Nature has a way of blending in to itself. But every once in a while a striking phenomenon stands out as a reminder of the beauty and complexity of the planet we call home.

A new research project designed to simulate how zebrafish get their stripes offers one such reminder. The model, created by researchers at Brown University and described in the Journal of the Royal Society Interface, uses the development of the dark blue and bright yellow stripes on these small freshwater fish as an example of how complex and dynamic structures form naturally.

According to Alexandria Volkening, a graduate student and Brown's Division of Applied Mathematics and the lead author on the new paper, zebrafish stripes are the result of interplay between three types of pigment cells: black melanophores, yellow xanthophores and silvery/bluish iridophores.

Volkening told Fusion that the results of their mathematical model suggest that cell birth and death select stripe width, but cell migration maintains this width. She said that zebrafish stripes seem to form on their own due interactions between the pigment cells themselves, involving both short and long-range cell communication— There's no "prepattern" that's already there.


"The long-range communication is especially exciting," she said. "Biologists have observed pigment cells reaching out long tendrils called pseudopodia toward other cells as far as half a stripe away."

Zebrafish develop from transparent embryos to full size fish in just a few months, making it easy for scientists to track their development. Volkening said the wealth of experimental data on the fish was one reason they chose to study it.

The model Volkening and Bjorn Sandstede, chair of Brown's Division of Applied Mathematics and a co-author of the paper, used mimicked the arrangement of cells in a fish just a few weeks old. It then grows in a way that approximates the growth of the fish.


Volkening explained the process in more layman's terms, saying the pigment cells on zebrafish skin can be compared to a group of parents and children walking around in a room.

"Each person, like a cell, can move around and interact with the other people in the room," she said. "The children may be attracted to other children in the room, and parents might want to talk to other parents."


She said that short-range interactions, such as chatting and handshakes, and long-range communications, such as a parent "reaching out a long arm to tap a wandering child’s shoulder," could both happen.

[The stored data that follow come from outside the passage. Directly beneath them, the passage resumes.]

PR #26, opened 2024-10-11
Self propelled vehicles

Y-Pazniak:
The branch contains self-propelled vehicles and other fixes after replacement old code and add new functions of filling and loading tree from java-code


src/main/java/by/custom/utilcalculator/domain/UserProgress.java
```diff
@@ -5,155 +5,156 @@
...
+    private void addUserStatusToPath(final StepsIndicator stepsIndicator) {
+        final Map<StepsIndicator, Command> fieldsToCommands = CommandTree.getInstance().getFieldsToCommands();
+        Command command = fieldsToCommands.get(stepsIndicator);
+        Class<? extends StepsIndicator> stepsIndicatorClass = stepsIndicator.getClass();
+        boolean needAddCommand = true;
+        int lastNumber = 0;
+
+        for (int i = 0; i < userPath.size(); i++) {
+            Command localCommand = userPath.get(i);
+            for (Map.Entry<StepsIndicator, Command> entry : fieldsToCommands.entrySet()) {
```
MaximPilipeiko: As we discussed, passing through a command tree is better than a map.

src/main/java/by/custom/utilcalculator/domain/tree/ModifierTree.java
```diff
@@ -0,0 +1,64 @@
...
+import by.custom.utilcalculator.domain.UserProgress;
+import by.custom.utilcalculator.domain.constants.Command;
+import by.custom.utilcalculator.exception.UtilsborCommandTreeReadingException;
+import com.fasterxml.jackson.databind.ObjectMapper;
+
+import java.io.File;
+import java.io.IOException;
+import java.io.InputStream;
+
+public class ModifierTree {
```
MaximPilipeiko: It's more correct
```suggestion
public class TreeModifier {
```

src/main/java/by/custom/utilcalculator/domain/tree/ModifierTree.java
```diff
@@ -0,0 +1,64 @@
...
+        if (treeRootJson != null) {
+            fillParents(treeRootJson);
+        }
+        return treeRootJson;
+    }
+
+    public static String getPrice(final UserProgress userProgress) throws UtilsborCommandTreeReadingException {
+        Node root;
+        try {
+            root = mapper.readValue(getTreeInputStream(), Node.class);
```
MaximPilipeiko: I think it's redundant to build a tree here. I think it's enough to build a tree once on application starts up.

src/main/java/by/custom/utilcalculator/domain/tree/ModifierTree.java
```diff
@@ -0,0 +1,64 @@
...
+        }
+
+        Node localNode = root;
+        if (root != null) { //searching for the proper node according to user's path
+            for (Command command : userProgress.getUserPath()) {
+                for (Node node : localNode.getChildren()) {
+                    if (node.getKey().equals(command)) {
+                        localNode = node;
+                        if (node.getPrice() != null) {
+                            return node.getPrice();
```
MaximPilipeiko: looks like you may return price even to not pass all user path.

MaximPilipeiko (changes requested):

src/main/java/by/custom/utilcalculator/domain/UserProgress.java
Y-Pazniak: I did this code better, but I didn't manage to use the Tree here. The main reason - i didn't find the way how to use the tree to move back for several steps and to clean List<Command> userPath. 
Example. User path is: A.class -> B.class -> D.class -> E.class 
User wants to get back to the B.class. 
I need to fall back to B.class and clean all steps after it. I need to start a foreach and find an index of B.class object and then to clean this List userPath.sublist(b.index, userPath.size()).clean(); 
We can not use only the Tree for this purposes - we need foreach. 
Probably I did something wrong but I still don't know how to use the Tree for falling back user's path. We can discuss it.

src/main/java/by/custom/utilcalculator/domain/tree/ModifierTree.java
Y-Pazniak: Renamed. Should we rename also CommandTree to TreeCommand?

src/main/java/by/custom/utilcalculator/domain/tree/ModifierTree.java
Y-Pazniak: Done.

src/main/java/by/custom/utilcalculator/domain/tree/ModifierTree.java
Y-Pazniak: Yes, my gross mistake. Fixed it

src/main/java/by/custom/utilcalculator/domain/tree/TreeModifier.java
```diff
@@ -0,0 +1,56 @@
...
+                    if (node.getKey().equals(command)) {
+                        localNode = node;
+                        if (node.getPrice() != null && node.getChildren().isEmpty()) {
+                            return node.getPrice();
+                        }
+                    }
+                }
+            }
+        }
+        return "error during calculation";
```
MaximPilipeiko: For me, it looks like the exception better fits here.

MaximPilipeiko (approved):

PR #28, opened 2024-10-24
Next message from tree (not switch-cases)

Y-Pazniak:
New option - loading from tree - has been added. Without placeholders for now


MaximPilipeiko:
Could you please change base branch to `self-propelled-vehicles`. For ability to see real changes and avoid review the same change twice.

src/main/resources/tree.json
```diff
@@ -148,17 +172,20 @@
                       "key": "VOLUME_BETWEEN_2000_3000_CM",
                       "nextStep": "AGE",
                       "price": null,
+                      "nextMessage": "questions.m1.other.gasolinePower.2000_3000",
                       "children": [
                         {
                           "key": "LESS_3_YEARS_AGE",
                           "nextStep": "FAREWELL",
                           "price": "<b>32 727,55 </b>",
```
MaximPilipeiko:
```suggestion
                          "price": 32727.55
```

src/main/java/by/custom/utilcalculator/domain/tree/Node.java
```diff
@@ -15,15 +15,18 @@ public class Node {
     private List<Node> children;
     private final Command key;
     private final Step nextStep;
+    private final String nextMessage;
     private final String price;
```
MaximPilipeiko:
```suggestion
    private final Double price;
```

MaximPilipeiko:
```suggestion
    private final Price price;
```

src/main/resources/tree.json
```diff
@@ -2,32 +2,38 @@
...
             {
               "key": "PHYSICAL",
               "nextStep": "AGE",
               "price": null,
+              "nextMessage": "questions.m1.eaes.agePhysical",
               "children": [
                 {
                   "key": "LESS_3_YEARS_AGE",
                   "nextStep": "FAREWELL",
                   "price": "<b>544,5</b>",
```
MaximPilipeiko:
```suggestion
                  "price": "544,5 BYN",
```

src/main/java/by/custom/utilcalculator/service/MessagesCreator.java
```diff
@@ -35,43 +33,17 @@ public static MessagesCreator getInstance() {
...
-            case AGE -> {
-                return getAgeAuto();
-            }
-            case FAREWELL -> {
-                return getResultAndFarewell(userProgress);
-            }
+        String nextMessage;
+        try {
+            nextMessage = bundle.getString(userProgress.getNextMessage());
+        } catch (NullPointerException e) {
```
MaximPilipeiko, line 24: What would happen if another exception were thrown? Maybe better to catch more general exception?
```suggestion
        } catch (Exception e) {
```

src/main/java/by/custom/utilcalculator/service/UserProgressManager.java
```diff
@@ -28,6 +28,18 @@ public void createNewUserProgress(final String chatID) throws UtilsborException
         userProgressStorage.save(userProgress);
     }
 
+    public String processStart(final Command requestingCommand, final String chatID) throws UtilsborException {
+        final UserProgress userProgress;
+        userProgress = userProgressStorage.get(chatID);
+
+        if (!CommandTree.validateCommand(requestingCommand, userProgress)) {
```
MaximPilipeiko: It's better if boolean is return type.
```suggestion
        if (!CommandTree.isValidCommand(requestingCommand, userProgress)) {
```

MaximPilipeiko (changes requested):

src/main/resources/tree.json
Y-Pazniak: Done.

src/main/java/by/custom/utilcalculator/domain/tree/Node.java
Y-Pazniak: Done.

Y-Pazniak: Done.

src/main/java/by/custom/utilcalculator/service/MessagesCreator.java
Y-Pazniak: Done, but I would like to ask you about  explanations. 
We are requesting a string from a bundle and we can receive this string (if it exists in bundle) or we can not receive a string (if there is not such string in bundle). In my opinion another exceptions here are redundant - the only possible exception here is the NPE.

src/main/java/by/custom/utilcalculator/service/UserProgressManager.java
Y-Pazniak: Done.

src/main/java/by/custom/utilcalculator/domain/Price.java
```diff
@@ -0,0 +1,26 @@
+package by.custom.utilcalculator.domain;
+
+import by.custom.utilcalculator.domain.constants.CurrencyType;
+
+public class Price {
+    private final double amount;
```
MaximPilipeiko: Think about using `BigDecimal` instead double. It's not a fact that it's really needed.
https://medium.com/@cancerian0684/which-data-type-would-you-choose-for-storing-currency-values-like-trading-price-dd7489e7a439

src/main/java/by/custom/utilcalculator/domain/constants/CurrencyType.java
```diff
@@ -0,0 +1,15 @@
+package by.custom.utilcalculator.domain.constants;
+
+public enum CurrencyType {
```
MaximPilipeiko: Where it's possibly better to avoid words that don't give additional sense.
```suggestion
public enum Currency {
```

src/main/java/by/custom/utilcalculator/domain/tree/CommandTree.java
```diff
@@ -9,14 +10,13 @@
 import java.util.stream.Collectors;
 
 public class CommandTree {
-    private final Map<StepsIndicator, Command> fieldsToCommands;
-    private final Map<Command, List<StepsIndicator>> commandsToFields;
+    //private final Map<StepsIndicator, Command> fieldsToCommands;
```
MaximPilipeiko: Add comments why it's commented

src/main/java/by/custom/utilcalculator/domain/tree/ModifierTree.java
```diff
@@ -46,7 +47,7 @@ public static String getPrice(final UserProgress userProgress) throws UtilsborCo
                 }
             }
         }
-        return "error during calculation";
+        return null;
```
MaximPilipeiko, line 50: good

src/main/java/by/custom/utilcalculator/service/MessagesCreator.java
MaximPilipeiko: If you are sure that only NPE is possible, you can leave NullPointerException of course.

MaximPilipeiko (approved):

src/main/java/by/custom/utilcalculator/domain/tree/CommandTree.java
Y-Pazniak: In this case - we refused using maps, now we use nodes to build assotiations between COMMAND and STEP. Don't need maps anymore. Probably, I saved this maps for safety - if something go wrong in future with big branches, I can return maps easily. But it seems everything works fine - I guess, we can delete this maps.

src/main/java/by/custom/utilcalculator/domain/constants/CurrencyType.java
Y-Pazniak: Done.

src/main/java/by/custom/utilcalculator/domain/Price.java
Y-Pazniak: Thanks for the article. I understood, that for finance we should use BigDecimal for accuracy of calculations (and changed double to BigDecimal :)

"In a similar way that the parents and children may become distinct groups if the children play together and the adults talk at a distance, the pigment cells on the fish skin could separate into dark and light regions," she said. "In both cases, the core mechanism is that locally, you want to talk to people in your age group, but, at the same time, you want to make sure your parents or children aren’t too far away."

She said the result is a pattern, same as happens with the zebrafish stripes. But the analogy, and the underlying mathematical model, only explain so much.

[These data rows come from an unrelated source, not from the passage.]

Issue #583, opened 2019-07-31
DataLoader: Dynamic Batch-size based on num_nodes/num_edges


yg-li:
## ❓ Questions & Help

I was using the RGCNConv layer with num_relations=4, in_channels=out_channels=512. In the forward step, I pass in a graph with 300 nodes and 22768 edges which caused it to raise an CUDA OOM saying it needs 22.23GB memory while I only have 11.17GB.

The line causing the error is
`w = torch.index_select(w, 0, edge_type)`
in the message function of RGCNConv class, which makes sense as it was trying to create a float tensor of size [22768 x 512 x 512].

But it seems copying the weights num_edges times is inefficient and not necessary. Is there another way to implement RGCN without copying the weights this many times?

rusty1s:
I sadly do not know of another way to implement this layer. For each edge, we need to select the appropriate weight matrix and multiply it with the respective feature vector. This is the reason why the authors of the paper train larger graphs on the CPU. Might this be an option to you? If you know of another way to implement this, feel free to reach out :)

yg-li:
> I sadly do not know of another way to implement this layer. For each edge, we need to select the appropriate weight matrix and multiply it with the respective feature vector. This is the reason why the authors of the paper train larger graphs on the CPU. Might this be an option to you? If you know of another way to implement this, feel free to reach out :)

Thank you for your reply @rusty1s . I do not know the way to solve this problem either.

Btw I also have a problem with batching. Since graphs have different shapes/sizes, each batch of 32 graphs are consuming different GPU memory. Hence, some of the batches are capable to be processed but the others cause OOM problem. 

Is there a general way to solve (or mitigate) this problem? I cannot find anything about in the documentation.

rusty1s:
This is a good request and we currently do nor support this. We could add an argument `max_num_nodes` or `max_num_edges` in addition to `batch_size` to the `DataLoader`. However, this requires us to implement our own data loading routine without relying on PyTorch to do this task for us so it can be a bit tricky to get right, especially in combination with `num_workers`.

Zacharias030:
I was about to open the same issue about dynamic batch size.

Could we as a hack create a `collate_fn` which discards the latter part of the batch under the `max_num_nodes` condition (greedily adding samples from the original batch in order and maybe discarding the tail of the batch)?
You probably thought of that before, therefore I'd welcome a hint as to why this is not possible or a pointer for where to start implementing a feature like that!

[...]

PR #4972, opened 2022-07-12
Dynamic batch-size sampler based on `num_nodes`/`num_edges`

GericoVi:
As discussed in #583


torch_geometric/loader/__init__.py
```diff
@@ -12,23 +12,13 @@
...
-    'DenseDataLoader',
-    'TemporalDataLoader',
-    'NeighborSampler',
-    'ImbalancedSampler',
+    'DataLoader', 'NeighborLoader', 'LinkNeighborLoader', 'HGTLoader',
+    'ClusterData', 'ClusterLoader', 'GraphSAINTSampler',
+    'GraphSAINTNodeSampler', 'GraphSAINTEdgeSampler',
+    'GraphSAINTRandomWalkSampler', 'ShaDowKHopSampler', 'RandomNodeSampler',
+    'DataListLoader', 'DenseDataLoader', 'TemporalDataLoader',
+    'NeighborSampler', 'ImbalancedSampler', 'DynamicBatchSampler'
```
rusty1s, line 23:
```suggestion
    'NeighborSampler', 'ImbalancedSampler', 'DynamicBatchSampler',
```
to let `yapf` re-format it.

torch_geometric/loader/dynamic_batch_sampler.py
```diff
@@ -0,0 +1,108 @@
+from typing import Iterator, List, Optional
+
+import torch
+
+from torch_geometric.data import Dataset
+
+
+class DynamicBatchSampler(torch.utils.data.sampler.Sampler[List[int]]):
+    r"""Dynamically adds samples to mini-batch up to a maximum size (number of
```
rusty1s, line 9:
```suggestion
    r"""Dynamically adds samples to a mini-batch up to a maximum size (number of
```

torch_geometric/loader/dynamic_batch_sampler.py
```diff
@@ -0,0 +1,108 @@
...
+    ``num_steps`` can be supplied to cap the number of mini-batches produced
+    by the sampler.
+
+    **Usage:**
+
+    .. code-block:: python
+
+        from torch_geometric.loader import DataLoader, DynamicBatchSampler
+
+        batch_sampler = DynamicBatchSampler(10000, dataset)
```
rusty1s, line 26:
```suggestion
        batch_sampler = DynamicBatchSampler(dataset, num_nodes=10000)
```
Can we first pass in the data, and also rename `max_num` to `num_nodes`?

GericoVi: Yes, the data argument first makes sense. For the other, I had it as `max_num` instead of `num_nodes` since you can also specify a maximum number of edges in the batch instead of nodes with the `entity` argument. Is there a more generic name? Or do you think `num_nodes` is fine?

test/loader/test_dynamic_batch_sampler.py
```diff
@@ -0,0 +1,31 @@
...
+
+import torch
+
+from torch_geometric.data import Data
+from torch_geometric.loader import DataLoader, DynamicBatchSampler
+
+
+def test_dataloader_with_dynamic_batches():
+    data_list: List[Data] = []
+    for i in range(100, 110):
```
rusty1s, line 11:
```suggestion
    for num_nodes in range(100, 110):
```

test/loader/test_dynamic_batch_sampler.py
```diff
@@ -0,0 +1,31 @@
...
+        data_list.append(Data(num_nodes=i))
+
+    torch.manual_seed(12345)
+    batch_sampler = DynamicBatchSampler(data_list, 300, shuffle=True)
+    loader = DataLoader(data_list, batch_sampler=batch_sampler)
+
+    num_nodes_total = 0
+    for data in loader:
+        num_nodes_total += data.num_nodes
```
rusty1s, line 20: Add an assert that the number of nodes per batch is not larger than 300.

torch_geometric/loader/dynamic_batch_sampler.py
```diff
@@ -0,0 +1,108 @@
+from typing import Iterator, List, Optional
+
+import torch
+
+from torch_geometric.data import Dataset
+
+
+class DynamicBatchSampler(torch.utils.data.sampler.Sampler[List[int]]):
+    r"""Dynamically adds samples to a mini-batch up to a maximum size (number of
+    nodes). When data samples have a wide range in sizes, specifying a
```
rusty1s, line 10: Either based on number of nodes or number of edges.

torch_geometric/loader/dynamic_batch_sampler.py
```diff
@@ -0,0 +1,108 @@
...
+    mini-batch size in terms of number of samples is not ideal and can cause
+    CUDA OOM errors.
+
+    Therefore, the number of steps per epoch is ambiguous, depending on the
```
rusty1s, line 14:
```suggestion
    Within the :class:`DynamicBatchSampler`, the number of steps per epoch is ambiguous, depending on the
```

torch_geometric/loader/dynamic_batch_sampler.py
```diff
@@ -0,0 +1,108 @@
...
+    order of the samples. By default the ``__len__()`` will be None, fine for
```
rusty1s, line 15:
```suggestion
    order of the samples. By default the :meth:`__len__` will be undefined. This is fine for
```

torch_geometric/loader/dynamic_batch_sampler.py
```diff
@@ -0,0 +1,108 @@
...
+    most cases but progress bars will be `infinite`. Alternatively,
+    ``num_steps`` can be supplied to cap the number of mini-batches produced
```
rusty1s, line 17:
```suggestion
    :obj:`num_steps` can be supplied to cap the number of mini-batches produced
```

"The question of how zebrafish get their stripes is not solved yet," said Volkening. "This an area where both biologists and mathematicians can contribute together."

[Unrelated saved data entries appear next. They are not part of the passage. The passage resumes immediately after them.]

PR #4978, opened 2022-07-13
Fix `graphgym` activation function dictionary, now not including instances anymore

fjulian:
Until now, the `act_dict` used by the `graphgym` part of this library contained instances of activation functions that were used to build models. This is okay for the activation functions that do not have parameters. However, in the case of PReLU, there is a parameter. This lead to the problem that every PReLU which is built using the `graphgym` infrastructure shared a single parameter, e.g. when PReLUs are used in multiple layers, or when PReLUs are used in several models that are trained alternatingly. The shared parameter caused unexpected changes to a network that was thought to be frozen while another network was trained.

The solution to this problem proposed in this PR is to include activation function constructors in the `act_dict` instead of instances, and create a new instance every time an activation function is used in a model.


rusty1s:
Thanks @fjulian, let's fix/adjust the test.

fjulian:
My pleasure. Just fixed them.

PR #4981, opened 2022-07-14
Added fine grained options for setting `bias` and `dropout` per layer in the `MLP` model

bramton:
I am attampting to replicate the _Dynamic Graph CNN for learning on Point Clouds_ work using the PyTorch geometric library. In order to do so, I needed some fine grained options for setting the biases and dropouts in the MLP model.

For instance, for the [DGCNN classification model](https://github.com/WangYueFt/dgcnn/blob/master/pytorch/model.py), the last MLP uses a bias for the last two layers only. For the [DGCNN segmentation task](https://github.com/antao97/dgcnn.pytorch/blob/master/model.py), in the last MLP a dropout is only added for the second layer.

On a side note, it seems that if `plain_last` is set, the last layer is executed twice. Once in the zipped for loop and then once more in the conditional statement. Not sure if I am correct.


torch_geometric/nn/models/mlp.py
```diff
@@ -77,14 +81,14 @@ def __init__(
         hidden_channels: Optional[int] = None,
         out_channels: Optional[int] = None,
         num_layers: Optional[int] = None,
-        dropout: float = 0.,
+        dropout: Optional[Union[List[float], float]] = 0.,
```
Padarn, line 84:
```suggestion
        dropout: Union[List[float], float] = 0.,
```

torch_geometric/nn/models/mlp.py
```diff
@@ -77,14 +81,14 @@ def __init__(
...
         act: Union[str, Callable, None] = "relu",
         act_first: bool = False,
         act_kwargs: Optional[Dict[str, Any]] = None,
         norm: Union[str, Callable, None] = "batch_norm",
         norm_kwargs: Optional[Dict[str, Any]] = None,
         plain_last: bool = True,
-        bias: bool = True,
+        bias: Optional[Union[List[bool], bool]] = True,
```
Padarn, line 91:
```suggestion
        bias: Union[List[bool], bool] = True,
```
The implementation does not handle these being None so I'd suggest just not marking as optional

Padarn:
In the current implementation `__init__` has 
```
        iterator = channel_list[1:-1] if plain_last else channel_list[1:]
        for hidden_channels in iterator:
            if norm is not None:
                norm_layer = normalization_resolver(
                    norm,
                    hidden_channels,
                    **(norm_kwargs or {}),
                )
            else:
                norm_layer = Identity()
            self.norms.append(norm_layer)
```
so when in the forward pass 
```
for lin, norm in zip(self.lins, self.norms):
```
the `self.norms` is one shorter than the `self.lins` for `plain_last`

Padarn:
Can you check the failing checks? Seems something wrong in the documentation and you haven't updated changelog.md

torch_geometric/nn/models/mlp.py
```diff
@@ -111,14 +115,34 @@ def __init__(
...
         self.plain_last = plain_last
 
+        if isinstance(bias, bool):
+            bias_list = [bias] * (len(channel_list) - 1)
+        else:
+            if len(bias) is not (len(channel_list) - 1):
+                raise ValueError(
+                    f"Number of biases provided ({len(bias)})does not match "
+                    f"the number of layers specified ({len(channel_list)-1})")
+            bias_list = bias
```
Padarn, line 141: could we also add a simple test case that covers  this new input?

rusty1s (approved):

torch_geometric/nn/models/mlp.py
rusty1s: Added one in.

rusty1s:
Thank you! Made some minor modifications, and added a test case. Looks all good to me now.

PR #4986, opened 2022-07-15
Move `nn.glob.attention.GlobalAttention` to `nn.aggr.attention.AttentionalAggregation`

Padarn:
Addresses https://github.com/pyg-team/pytorch_geometric/issues/4712


torch_geometric/nn/aggr/attention.py
```diff
@@ -53,28 +54,21 @@ def reset_parameters(self):
...
-            size (int, optional): The number of graphs in the batch.
-                (default: :obj:`None`)
-        """
-        if batch is None:
-            batch = x.new_zeros(x.size(0), dtype=torch.int64)
+    def forward(self, x: Tensor, index: Optional[Tensor] = None,
+                ptr: Optional[Tensor] = None, dim_size: Optional[int] = None,
+                dim: int = -2) -> Tensor:
+
+        self.assert_index_present(index)
```
rusty1s, line 61: I don't think this is necessarily true. We can replace `scatter_add` with `self.reduce`, and the `softmax` call should support both `index` and `ptr`.

torch_geometric/nn/aggr/attention.py
```diff
@@ -4,13 +4,14 @@
...
 
+from torch_geometric.nn.aggr import Aggregation
 from torch_geometric.utils import softmax
 
 from ..inits import reset
 
 
-class GlobalAttention(torch.nn.Module):
-    r"""Global soft attention layer from the `"Gated Graph Sequence Neural
+class AttentionAggregation(Aggregation):
```
rusty1s, line 13:
```suggestion
class AttentionalAggregation(Aggregation):
```

test/nn/aggr/test_attention.py
```diff
@@ -0,0 +1,38 @@
...
+from torch_geometric.nn.glob import GlobalAttention
+
+
+def test_attention_aggregation():
+    channels, dim_size = (32, 10)
+    gate_nn = Seq(Lin(channels, channels), ReLU(), Lin(channels, 1))
+    nn = Seq(Lin(channels, channels), ReLU(), Lin(channels, channels))
+
+    aggr = AttentionAggregation(gate_nn, nn)
+    assert aggr.__repr__() == (
```
rusty1s, line 16:
```suggestion
    assert str(aggr) == (
```

test/nn/aggr/test_attention.py
```diff
@@ -0,0 +1,38 @@
...
+
+    x = torch.randn((dim_size**2, channels))
+    index = torch.arange(dim_size, dtype=torch.long)
+    index = index.view(-1, 1).repeat(1, dim_size).view(-1)
+
+    assert aggr(x, index).size() == (dim_size, channels)
+    assert aggr(x, index,
+                dim_size=dim_size + 1).size() == (dim_size + 1, channels)
+
+    # test depreciated
```
rusty1s, line 35: No reason to test this IMO.

test/nn/aggr/test_attention.py
```diff
@@ -0,0 +1,38 @@
...
+        '  (1): ReLU()\n'
+        '  (2): Linear(in_features=32, out_features=32, bias=True)\n'
+        '))')
+
+    x = torch.randn((dim_size**2, channels))
+    index = torch.arange(dim_size, dtype=torch.long)
+    index = index.view(-1, 1).repeat(1, dim_size).view(-1)
+
+    assert aggr(x, index).size() == (dim_size, channels)
+    assert aggr(x, index,
```
rusty1s, line 32: Test
```python
out = aggr(x, index)
assert out.size() == (dim_size, channels)
torch.allclose(aggr(x, index, dim_size=dim_size), out)
```
instead.

rusty1s (approved):

Padarn:
Thanks for the comments @rusty1s!

test/nn/aggr/test_attention.py
Padarn: Agree, added this to do some local tests. Thanks for reminding me

torch_geometric/nn/aggr/attention.py
```diff
@@ -53,28 +54,21 @@ def reset_parameters(self):
...
-                respective graph identifier. (default: :obj:`None`)
-            size (int, optional): The number of graphs in the batch.
-                (default: :obj:`None`)
-        """
-        if batch is None:
-            batch = x.new_zeros(x.size(0), dtype=torch.int64)
+    def forward(self, x: Tensor, index: Optional[Tensor] = None,
+                ptr: Optional[Tensor] = None, dim_size: Optional[int] = None,
+                dim: int = -2) -> Tensor:
+
```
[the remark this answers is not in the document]
Padarn: We can do this, but right now I think it would be backwards compatibility breaking because of
```
        x = x.unsqueeze(-1) if x.dim() == 1 else x
```
WDYT?

test/nn/aggr/test_attention.py
Padarn: I added this, but just to confirm you want to make surer that the output does not change if `dim_size` is provided? Maybe it would be better to test
```
out = aggr(x, index)
assert out.size() == (dim_size, channels)
torch.allclose(aggr(x, index, dim_size=dim_size + 1)[:3], out)
```
WDYT?

torch_geometric/nn/aggr/attention.py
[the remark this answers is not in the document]
Padarn: I've changed for now and removed this line. But still interested in your thought here.

torch_geometric/nn/aggr/attention.py
Padarn: you're completely correct, I missed it. Thanks, updated.

test/nn/aggr/test_attention.py
```diff
@@ -0,0 +1,21 @@
+import torch
+
+from torch_geometric.nn import MLP
+from torch_geometric.nn.aggr import AttentionalAggregation
+
+
+def test_attention_aggregation():
```
rusty1s, line 7:
```suggestion
def test_attentional_aggregation():
```

test/nn/aggr/test_attention.py
```diff
@@ -0,0 +1,21 @@
...
+    channels = 16
+    x = torch.randn(6, channels)
+    index = torch.tensor([0, 0, 1, 1, 1, 2])
+    ptr = torch.tensor([0, 2, 5, 6])
+
+    gate_nn = MLP([channels, 1], act='relu')
+    nn = MLP([channels, channels], act='relu')
+    aggr = AttentionalAggregation(gate_nn, nn)
+    assert str(aggr) == (f'AttentionalAggregation(gate_nn=MLP({channels}, 1),'
+                         f' nn=MLP({channels}, {channels}))')
```
rusty1s, line 17:
```suggestion
    assert str(aggr) == (f'AttentionalAggregation(gate_nn=MLP({channels}, 1), '
                         f'nn=MLP({channels}, {channels}))')
```

torch_geometric/nn/aggr/attention.py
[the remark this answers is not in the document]
rusty1s: I personally think this is okay. The change on user-side would be quick, and I assume this case is very rare.

rusty1s (approved):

According to a 2014 study by the Max Planck Institute for Developmental Biology, the silvery and the yellow cells on the zebrafish are also able to switch cell shape and color, depending on their location.

Nobel prize laureate Christiane NĂĽsslein-Volhard, director of the Department for Genetics at the Max Planck Institute for Developmental Biology and one of the authors of the study, said that the findings of the study could help explain the behaviors behind the great diversity of color in fish and other animals.


“These findings inform our way of thinking about color pattern formation in other fish, but also in animals which are not accessible to direct observation during development such as peacocks, tigers and zebras,” she said, apparently while wondering how his cat got its stripes.